In 2015, Meneghello drove a Tatuus Mugen in the VdeV series with gentleman driver Vito Rinaldi

==Racing record==
===Career summary===

| Season | Series | Team | Races | Wins | Poles | F.Laps | Podiums | Points | Position |
| 2001 | Italian Formula Three Championship - Federal Class | Drumel Motorsport | 5 | 4 | 0 | ? | 5 | 13 | 1st |
| 2002 | Formula Renault 2.0 Italia | Drumel Motorsport | 10 | 0 | 0 | 0 | 0 | 42 | 11th |
| 2003 | Formula Renault 2.0 UK | Motaworld Racing | 13 | 0 | 0 | 0 | 0 | 121 | 14th |
| 2004 | Formula Renault V6 Eurocup | AFC Motorsport | 15 | 0 | 0 | 0 | 0 | 6 | 22nd |
| International Formula 3000 | Durango Corse | 1 | 0 | 0 | 0 | 0 | 0 | NC |
| Euro Formula 3000 Series | Traini Corse | 1 | 0 | 0 | 0 | 0 | 0 | NC |
| Rolex Sports Car Series | Mastercar | 1 | 0 | 0 | 0 | 0 | 16 | 106th |
| 2005 | Formula Renault 3.5 Series | EuroInternational | 12 | 0 | 0 | 0 | 0 | 3 | 27th |
| 2006 | Formula Renault 3.5 Series | GD Racing | 8 | 0 | 0 | 0 | 0 | 0 | NC |
| 2010 | Superstars Series | Ferlito Motors | 1 | 0 | 0 | 0 | 0 | 0 | NC |
| 2015 | V de V Challenge Endurance Proto - Scratch | Scuderia Bi & Bi | 4 | 0 | 0 | 0 | 0 | 3 | 39th |

===Complete International Formula 3000 results===
(key) (Races in bold indicate pole position; races in italics indicate fastest lap.)
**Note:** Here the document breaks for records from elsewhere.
PR #48, opened 2021-05-12
Adding ability to install and show profiles via catalog name and versions

Skarlso:
### Description

https://github.com/weaveworks/profiles/issues/87

profiles PR: https://github.com/weaveworks/profiles/pull/112

Note, this will fail until the above PR is merged and pctl is updated to use the latest profiles.

### Checklist


pkg/catalog/show.go
```diff
@@ -4,20 +4,64 @@ import (
...
+}
+
 // Show queries the catalog at catalogURL for a profile matching the provided profileName
-func Show(catalogClient CatalogClient, catalogName, profileName string) (profilesv1.ProfileDescription, error) {
-	data, code, err := catalogClient.DoRequest(fmt.Sprintf("/profiles/%s/%s", catalogName, profileName), nil)
+func Show(catalogClient CatalogClient, opts ...ShowOpts) (profilesv1.ProfileDescription, error) {
+	options := &ShowOptions{}
+	for _, o := range opts {
+		o(options)
+	}
```
aclevername, line 49: How come you decided on the `opts` pattern? I think its slightly confusing because `profileName` and `catalogName` are mandatory, which doesn't really get conveyed with this pattern

cmd/pctl/show.go
```diff
@@ -39,8 +40,11 @@ func showCmd() *cli.Command {
 				return errors.New("both catalog name and profile name must be provided")
 			}
 			catalogName, profileName := parts[0], parts[1]
-
-			profile, err := catalog.Show(catalogClient, catalogName, profileName)
+			var catalogVersion string
+			if len(parts) == 3 {
+				catalogVersion = parts[2]
+			}
+			profile, err := catalog.Show(catalogClient, catalog.WithCatalogName(catalogName), catalog.WithProfileName(profileName), catalog.WithCatalogVersion(catalogVersion))
```
aclevername, line 47: we should enforce that version is provided. Nice feature down the line might be to make it optional and let pctl install the latest

pkg/catalog/show.go
Skarlso: funny that you ask. :D :D :D It's a nice story. So, I started with defining version and initially, only install cared about it, and it was strange adding it to show and then mostly I called it with `""` because show wasn't using it actually from anywhere else. But then I realised that now show can also use it, so I started defining it. And previously I didn't use url.Join in this nice way either. :D so I was checking if version is empty, which was ugly as well. :DDDD

ANYWAYS. Now I think it's obsolete too and was thinking about removing it, but wanted to know what you think about it. :D

cmd/pctl/show.go
Skarlso: so it should be required?

cmd/pctl/show.go
```diff
@@ -39,8 +40,11 @@ func showCmd() *cli.Command {
 				return errors.New("both catalog name and profile name must be provided")
 			}
 			catalogName, profileName := parts[0], parts[1]
-
-			profile, err := catalog.Show(catalogClient, catalogName, profileName)
+			var catalogVersion string
+			if len(parts) == 3 {
+				catalogVersion = parts[2]
+			}
+			profile, err := catalog.Show(catalogClient, catalogName, profileName, catalogVersion)
```
aclevername, line 47: do we want to error here if version isn't provided?

aclevername (approved):

Issue #33, opened 2021-04-28
pctl prepare should wait for the profiles controller to report ready before exiting


aclevername:
pctl prepare should wait for the profiles controller to report ready before exiting

see what flux does, or ask @Skarlso

PR #49, opened 2021-05-12
Wait for resources to be ready

Skarlso:
### Description

https://github.com/weaveworks/pctl/issues/33

### Checklist

### TODO

- [x] Make namespace configurable and default to `profiles-system`.
- [x] Somehow test the wait. I suspect that we won't... Since waiting can't happen on the prepare step because we are patching the image.


pkg/cluster/prepare.go
```diff
@@ -144,7 +155,10 @@ func (a *Applier) Apply(folder string, kubeContext string, kubeConfig string, dr
 		fmt.Print(string(output))
 		return nil
 	}
-	// In a follow up ticket, make this wait for all the possible resources to be condition=available.
-	fmt.Println("install finished")
+	fmt.Print("Waiting for resources to be verified...")
```
aclevername, line 158:
```suggestion
	fmt.Print("Waiting for resources to be ready...")
```

consistent with the error message below

pkg/cluster/prepare_test.go
```diff
@@ -94,11 +100,15 @@ var _ = Describe("prepare", func() {
...
+			Expect(waiter.WaitCallCount()).To(Equal(1))
+			args = waiter.WaitArgsForCall(0)
+			Expect(args).To(Equal([]string{"profiles-controller-manager"}))
 		})
 	})
 	When("context and config is provided", func() {
 		It("passes that over to kubernetes", func() {
-			runner := &fakes.FakeRunner{}
+			runner := &runnerfake.FakeRunner{}
+			waiter := &fakes.FakeWaiter{}
```
aclevername, line 111: could this be in a `BeforeEach` rather than re-defining reach time?

aclevername (approved):

Issue #32, opened 2021-04-28
pctl prepare should check if flux is installed


aclevername:
Flux is a requirement for profiles, lets inform the user if they try to install the profiles controller without it.

Skarlso:
Should we also check if flux is actually condition=available?

Callisto13:
document required set of permissions to install crds and check whether they are there

PR #50, opened 2021-05-13
Adding prepare flux checking

Skarlso:
### Description

https://github.com/weaveworks/pctl/issues/32

### Checklist


cmd/pctl/get.go
```diff
@@ -22,7 +22,7 @@ func getCmd() *cli.Command {
 				Name:        "namespace",
 				DefaultText: "default",
 				Value:       "default",
-				Usage:       "The namespace the subscrption is in",
+				Usage:       "The namespace the subscription is in",
```
aclevername, line 25: :joy:

pkg/cluster/prepare.go
```diff
@@ -78,12 +94,38 @@ func (p *Preparer) Prepare() error {
...
+		if output, err := p.Runner.Run(kubectlCmd, args...); err != nil {
+			fmt.Println("\nOutput from kubectl command: ", string(output))
+			return fmt.Errorf("failed to get crd %s : %w", crd, err)
+		}
+	}
+
+	fmt.Println("done.")
+	return nil
+}
+
```
aclevername, line 128: do we want to error if flux isn't installed, or just log a warning/hint to the user? I think it would be nice if we didn't introduce a dependency ordering for somebody setting a cluster up. Letting the user know they've installed profiles but it won't work until flux is installed might be a better UX. What do you think?

Skarlso: Agreed. We can output a warning on it. But warnings are a bit devious that they tend to be ignored and then the people have no idea what happened? Maybe we could add a flag to explicit bypass the pre-flight check error? Or something like... `--no-error-on-preflight` or something like that?

aclevername: > Maybe we could add a flag to explicit bypass the pre-flight check error? Or something like... `--no-error-on-preflight` or something like that?

That sounds like a reasonable middle ground :smile:

Skarlso: @aclevername Done. WDYT?

pkg/cluster/prepare.go
```diff
@@ -109,7 +110,11 @@ func (p *Preparer) PreFlightCheck() error {
 	args := []string{"get", "namespace", p.FluxNamespace, "--output", "name"}
 	if output, err := p.Runner.Run(kubectlCmd, args...); err != nil {
 		fmt.Println("\nOutput from kubectl command: ", string(output))
-		return fmt.Errorf("failed to get flux namespace: %w", err)
+		if p.IgnorePreflightErrors {
+			fmt.Println("WARNING: failed to get flux namespace. Flux is required for profiles to work.")
+		} else {
+			return fmt.Errorf("failed to get flux namespace: %w", err)
```
aclevername, line 116: shall` we print a hint about using this flag? e.g. 
```
failed to get flux namespace: <error>
if you wish to proceed with the installation without flux/pre-flight-checks please see the  --ignore-preflight-checks
```

Skarlso: Yeah that makes sense

Skarlso: Added.

pkg/cluster/prepare.go
```diff
@@ -20,6 +20,16 @@ const (
...
 )
 
+// FluxCRDs are CRDs which prepare is checking if they are present in the cluster or not.
+var FluxCRDs = []string{
+	"buckets.source.toolkit.fluxcd.io",
+	"gitrepositories.source.toolkit.fluxcd.io",
+	"helmcharts.source.toolkit.fluxcd.io",
+	"helmreleases.helm.toolkit.fluxcd.io",
+	"helmrepositories.source.toolkit.fluxcd.io",
+	"kustomizations.kustomize.toolkit.fluxcd.io",
```
aclevername, line 30: is this discover-able by referencing there respective packages? E.g. https://github.com/weaveworks/profiles/blob/9f749b8ceb974e4b51471d29412e8437b90300c3/pkg/profile/helm.go#L49-L50

Skarlso: Oh cool! Maybe. I'll check it out!

Skarlso: Done :D

aclevername (approved):

PR #54, opened 2021-05-17
pctl install generates the artifacts locally

aclevername:
### Description
Artifacts are generated locally. Example:

```
$ pctl install nginx-catalog/weaveworks-nginx/v0.1.0
generating subscription for profile nginx-catalog/weaveworks-nginx:

$ tree weaveworks-nginx
weaveworks-nginx
├── GitRepository-0.yaml
├── GitRepository-1.yaml
├── HelmRelease-2.yaml
├── HelmRelease-4.yaml
├── HelmRepository-5.yaml
├── Kustomization-3.yaml
└── profile.yaml
```

Currently the `profile.yaml` is the subscription, in order to preserve the `get/list` functionality. This can be changed in a future PR. I have also not addressed the failing `get/list` tests, that can also be fixed in a follow up PR. This PR is big enough :smile: 
### Checklist


cmd/pctl/install.go
```diff
@@ -43,12 +42,6 @@ func installCmd() *cli.Command {
 				Value: "",
 				Usage: "The name of the ConfigMap which contains values for this profile.",
 			},
-			&cli.StringFlag{
```
Skarlso, line 46: We should keep the ability to specify a location though.

aclevername: yeah thats fair. I `rm`'d this since its now a folder rather than a file. I'll add in a follow on PR. Keen to keep this as slim as possible :smile:

pkg/profile/helm.go
```diff
@@ -0,0 +1,83 @@
...
+
+func (p *Profile) makeHelmRepoName(name string) string {
+	repoParts := strings.Split(p.subscription.Spec.ProfileURL, "/")
+	repoName := repoParts[len(repoParts)-1]
+	return join(p.subscription.Name, repoName, name)
+}
+
+func (p *Profile) makeHelmRelease(artifact profilesv1.Artifact, repoPath string) *helmv2.HelmRelease {
+	var helmChartSpec helmv2.HelmChartTemplateSpec
+	if artifact.Path != "" {
```
Skarlso, line 37: On or the other **must** be defined, right..?

pkg/repo/git.go
```diff
@@ -0,0 +1,55 @@
...
+// HTTPClient defines an interface for HTTP get requests.
+//go:generate counterfeiter -o fakes/fake_http_client.go . HTTPClient
+type HTTPClient interface {
+	Get(string) (*http.Response, error)
+}
+
+var httpClient HTTPClient = http.DefaultClient
+
+// GetProfileDefinition returns a definition based on a url and a branch.
+func GetProfileDefinition(repoURL, branch, path string) (profilesv1.ProfileDefinition, error) {
```
Skarlso, line 24: I know this is copied code, but I really really would prefer if that httpClient wouldn't be a package local variable. :D But rather would hang in a struct and this profile would have a struct receiver. Would be easier to mock as well, I believe.

pkg/profile/helm.go
aclevername: just copied this across, but yeah. I think its validated in the profile definition? Idr

pkg/repo/git.go
aclevername: yeah I don't feel strongly either way. I like the pattern of `export_test.go` to "hide" the mocking from the consumer (who wouldn't care what httpClient was passed in). Having it on a struct instead and set the same way is fine, although a struct with 1 func might as well just be a func :smile:

Skarlso: :D, true. :)

Skarlso (approved):
finally read through it. Even though it was mostly copied I wanted to make sure I understand what's being copied. I'm not sure if anything is missing though. :D But code-wise I think it looks good!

| Year | Entrant | 1 | 2 | 3 | 4 | 5 | 6 | 7 | 8 | 9 | 10 | DC | Points |
|---|---|---|---|---|---|---|---|---|---|---|---|---|---|
| 2004 | Durango Corse | IMO | CAT | MON | NUR | MAG | SIL | HOC | HUN | SPA 15 | MNZ | NC | 0 |

=== Complete Formula Renault 3.5 Series results ===
(key) (Races in bold indicate pole position) (Races in italics indicate fastest lap)

Year: Entrant; 1; 2; 3; 4; 5; 6; 7; 8; 9; 10; 11; 12; 13; 14; 15; 16; 17; DC; Points
2005: EuroInternational; ZOL 1 NC; ZOL 2 13†; MON 1 DNS; VAL 1; VAL 2; LMS 1; LMS 2; BIL 1 16; BIL 2 17; OSC 1 Ret; OSC 2 13; DON 1 12; DON 2 16; EST 1 20; EST 2 14; MNZ 1 Ret; MNZ 2 8; 27th; 3
2006: GD Racing; ZOL 1 16; ZOL 2 DNQ; MON 1 18; IST 1 18; IST 2 11; MIS 1 18; MIS 2 20; SPA 1 17; SPA 2 18; NÜR 1; NÜR 2; DON 1; DON 2; LMS 1; LMS 2; CAT 1; CAT 2; 35th; 0

^{†} Driver did not finish the race, but was classified as he completed more than 90% of the race distance.